Today’s vote in the EP was a vote against the way German courts have decided certain SEP cases. The reason for the EU Commission to take this legislative initiative had nothing to do with judicial decisions in countries like France and the Netherlands. The root cause of the problem is that German patent judges hate to deal with numbers and with economic logic, that in the build-up to the UPC there was a race to the bottom with different courts trying to attract as many patent infringement complaints as possible, and that a couple of key SEP decisions were made by the Federal Court of Justice of Germany under a presiding judge who was utterly unbalanced. The primary victim of German judicial excess was OPPO, against which some courts made decisions that were wholly unreasonable.

There is, however, one major reason for which today’s first-reading vote in the EP does not make it a foregone conclusion that anything along the lines of the Parliament’s position will be passed into law at the end of the process:

While there are issues, there is no acute crisis that warrants indeliberate action.

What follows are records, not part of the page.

PR #714, opened 2020-10-23
[CIRC-856] Create checkout endpoint with item blocks override

OleksandrVidinieiev:
## Purpose
Implement a new checkout endpoint with ability to override item blocks for users with appropriate permission. Item blocks are imposed by `Item limit` setting in Loan Policy.

## Approach
Reuse `CheckOutByBarcodeResource` and pass a pluggable item limit handling strategy into it. Create two implementations of this strategy:
- A regular strategy that fails the checkout when item limit is set and reached. This is the strategy we used before override was introduced. Extracting this functionality into a separate strategy should not affect existing business logic. This strategy is used for all existing checkout endpoints.
- A new strategy, that ignores item limit when it is reached. Fails when item limit is not set or not reached. This strategy is used only for the new endpoint.

## Pre-Merge Checklist:


descriptors/ModuleDescriptor-template.json
```diff
@@ -176,6 +176,18 @@
             "modperms.circulation.override-check-out-by-barcode.post"
           ]
         },
+        {
+          "methods": [
+            "POST"
+          ],
+          "pathPattern": "/circulation/check-out-by-barcode-override-item-blocks",
```
marcjohnson-kint, line 183: Why is a separate endpoint needed in addition to the current override check out endpoint?

OleksandrVidinieiev: They must be protected by separate permissions.

marcjohnson-kint: Ok. There is a requirement that some folks can perform override the existing rules and others can override automated blocks, and these might not be the same people? 

And it was decided to implement this as two separate endpoints rather than using desired permissions?

How do staff handle the situation where they need to combine overriding the existing rules *and* an automated block?

OleksandrVidinieiev: > Ok. There is a requirement that some folks can perform override the existing rules and others can override automated blocks, and these might not be the same people?

Yes.

Creating a separate endpoint was not a requirement, but my personal choice. And I just learned that we can declare permissions as desired...

As far as I know, currently we have only one checkout-related override: ignoring the fact that item is not loanable according to Loan Policy. If loan policy is set up as non-loanable, it is impossible to set up an Item Limit, so the existing override and the one I implemented will never overlap. So implementing them as separate endpoints does not look like such a bad idea to me.

On the other hand, if down the road we decide to introduce another override that **can** overlap with existing ones, than the desired-permissions approach looks better. What do you think?

marcjohnson-kint: > > Ok. There is a requirement that some folks can perform override the existing rules and others can override automated blocks, and these might not be the same people?
> 
> Yes.
> 
> Creating a separate endpoint was not a requirement, but my personal choice. And I just learned that we can declare permissions as desired...

Has this trade-off been discussed with the PO, are they aware that these two overrides have effectively become separate processes from each other?
 
> As far as I know, currently we have only one checkout-related override: ignoring the fact that item is not loanable according to Loan Policy. If loan policy is set up as non-loanable, it is impossible to set up an Item Limit, so the existing override and the one I implemented will never overlap. So implementing them as separate endpoints does not look like such a bad idea to me.

That is true. I don't know if that will remain the case.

The patent policy experts in the governments of the EU member states know that the EU doesn’t need a SEP Regulation (which no other jurisdiction has in place) at all costs. If this was a subject where everyone agrees that some kind of legislative measure is urgently needed, or if there was simply a strong political desire to take action, then the Council would be under pressure to agree, and to meet the EP more or less half-way. Here, however, no senior politician is going to care if the process takes longer. The mainstream media won’t care. Most companies and 99.99% of citizens won’t care.

If there was as much of a need for this bill as its supporters argue, there would already be legislation in place, or at least legislative processes underway, outside the EU. Just this week, the UK government outlined a roadmap that may or may not involve a legislative proposal, but only after further consultations (UK government webpage) and without the objective of “making legislative changes to narrow the use of injunctions in SEPs disputes.”

The Council can take its time to find a common position. In the meantime, there’ll be EU elections.

In the Council, a qualified majority is needed to adopt any proposal. This means that theoretically only a few member states (if they’re collectively large enough) have a blocking minority.

It is doubtful that SEPs will be a high priority to the next governments that will preside over the Council. It’s a rotating presidency, with Hungary being in charge during the second half of this year, followed by Poland in the first half of 2025, Denmark and Cyprus.

Those supporting the proposal will urge the Council to agree, and to enter into interinstitutional negotiations as soon as possible. But it could take longer than they hope, given the complexity of the subject. In the EP, complexity wasn’t an issue, but the Council is unlikely to take its chances with a view to fundamental rights and the EU’s international obligations.

This may or may not become a marathon, but it definitely isn’t a sprint.